- Born: 1960 (age 65–66) United Kingdom
- Notable work: Apple Computer's "1984" commercial. "Nikita" music video (Nikita)
- Spouse: Kim Rajah
- Children: 3

= Anya Major =

English athlete, actress, model and singer

Anya Major (born 1960) is an English athlete, actress, model and singer who starred in Apple Computer's "1984" commercial and, in 1985, appeared as "Nikita" in the video to Elton John's song of the same name.

==Career==
==="1984" advertisement===

In 1983, the Chiat/Day advertising agency held a casting call in London, on behalf of their client, Apple Computer, for what would prove to be a landmark television commercial. The vision of the agency and director Ridley Scott stipulated an actress capable of running up to a large video screen, spinning with a sledgehammer, and releasing it at the video screen. Most of the models and actresses tested struggled to do this; one errant throw nearly struck a passerby at the Hyde Park casting call. Anya Major, however, won the role with her ability to handle the hammer convincingly.

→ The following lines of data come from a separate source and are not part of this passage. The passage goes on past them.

PR #2295, opened 2021-07-08
Disable previous transcription marks when there is an transcription mark unfinished and invalid.

### LINKED ISSUE #2292: Transcription task: Single-click annotations blocking movement through workflow
## Package
FEM - Transcription task

## Describe the bug
On projects that use the Transcription Task, it is possible to create an annotation with a single click (i.e. 1 instead of 2 clicks, which is what's required to trigger the transcription modal). These single-dot annotations are behaving like empty 2-dot annotations, and are blocking volunteers from being able to click "Next" and move on in the workflow. 

## To Reproduce
1. Go to the [Davy Notebooks Project classify page](https://www.zooniverse.org/projects/humphrydavy/davy-notebooks-project/classify/workflow/18759).
2. Click on the image to create a first annotation dot. 
3. Click anywhere outside the subject viewer. The dot will remain on the image and be green.
4. Interact with another line on the subject (e.g. click on an existing annotation and select a transcription from the dropdown menu). Once you have done this, the single dot will turn blue.

Davy Notebooks Project ID: `9006`
DNP workflow: `18759`

## Expected behavior
Volunteers should not be able to place a single dot and have it create an annotation. 

 - OS: macOS Catalina version 10.15.7
 - Browser: Chrome
 - Version: 91

## Additional context
Related to a previous issue where volunteers were able to create 'empty' annotations and that blocked them from moving forward. This is primarily happening when volunteers try to click on an existing annotation but don't quite hit it, and don't realize they've started a new annotation.

[Talk thread reporting this issue](https://www.zooniverse.org/projects/humphrydavy/davy-notebooks-project/talk/2586/2050706?comment=3357094&page=1).

srallen:

Package: lib-classifier

Closes #2292 and #2294 

The bug described has to do with transcription task when previous transcriptions are loaded from Caesar. These marks are still interactive when a volunteer has a partially made new mark with a single click. If a previous transcription is clicked, then the partial mark is "finished" in an invalid state. Here is a demonstration:

invalid-mark-bug

This branch prevents this from happening by disabling the previous transcription marks if there is a mark in an invalid state:

Screen Shot 2021-07-08 at 10 45 54 AM

Once the in progress mark is finished, the previous marks become interactive again.

This can be manually tested using: https://localhost:8080/?project=11300&env=production&demo=true

@snblickhan is this an ok solution?

Issue #2294 is fixed because the TypeError is thrown when a volunteer goes click on and attempt to actually finish the invalid mark. When you click on it, the argument passed into `onFinish` isn't actually an event object.

# Review Checklist

## General

## Components

## Apps

- [ ] Does it work on mobile?

## Publishing

## Post-merging


goplayoutside3 (approved):
Looks good! Tests are passing locally, storybook looks correct, and I was able to see the new disabled transcribed line behavior 👍

snblickhan:
@srallen Thanks -- this seems like a good solution to me, but I worry that it will be confusing to volunteers without some sort of dialogue box. The current blocker is that, when this happens, the "Next" button is disabled. I'm worried that now we'll just get the same questions from volunteers as to why they can't engage with other markings.

Is there a way we could add a pop-up if someone tries to click into another annotation while they have one in progress? Happy to chat more if you think this is a bad idea.

srallen:
@snblickhan I agree that there needs to be some kind of UI that refocuses the unfinished mark. I don't think I want to roll development of something like that into the scope of this particular PR as this is focused specifically on preventing the bad data with creation of an invalid mark where the x, y points of both ends are equal to each other and has no transcription (and that's been the source of aggregation errors). 

I'm imagining maybe some kind of notice or tooltip associated with the disabled state of the task area navigation one can select or click that would then refocus the unfinished work.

The commercial officially aired only twice on American television. It was first screened in December 1983, right before the 1:00 am sign-off on KMVT in Twin Falls, Idaho, so that it would be eligible for advertising industry awards for that year. In addition, starting on January 17, 1984 it was screened prior to previews in movie theaters for a few weeks. Its best-known appearance was just after half-time of Super Bowl XVIII on 22 January 1984. Even with these limited appearances, the ad created such a media frenzy that it gained many subsequent free TV airings and print mentions, as it was discussed in the media.

==="Nikita" music video===

Major later portrayed "Nikita" in the Elton John 1985 music video for his song of the same name. As a spin-off, she released a single named "Moscow Nights" using the name Anya, and with that name, in 1987, she released another song named "One Word".

==Later life==
In 2006, Andy Hertzfeld of the Macintosh development team incorrectly stated that Major had died of breast cancer in 2000. As of 2009, she was living in England with her husband Kim Rajah and their three children. More recently in 2016, fragments of the famed Macintosh commercial were shown in the documentary "Silicon Cowboys" produced by Jason Cohen.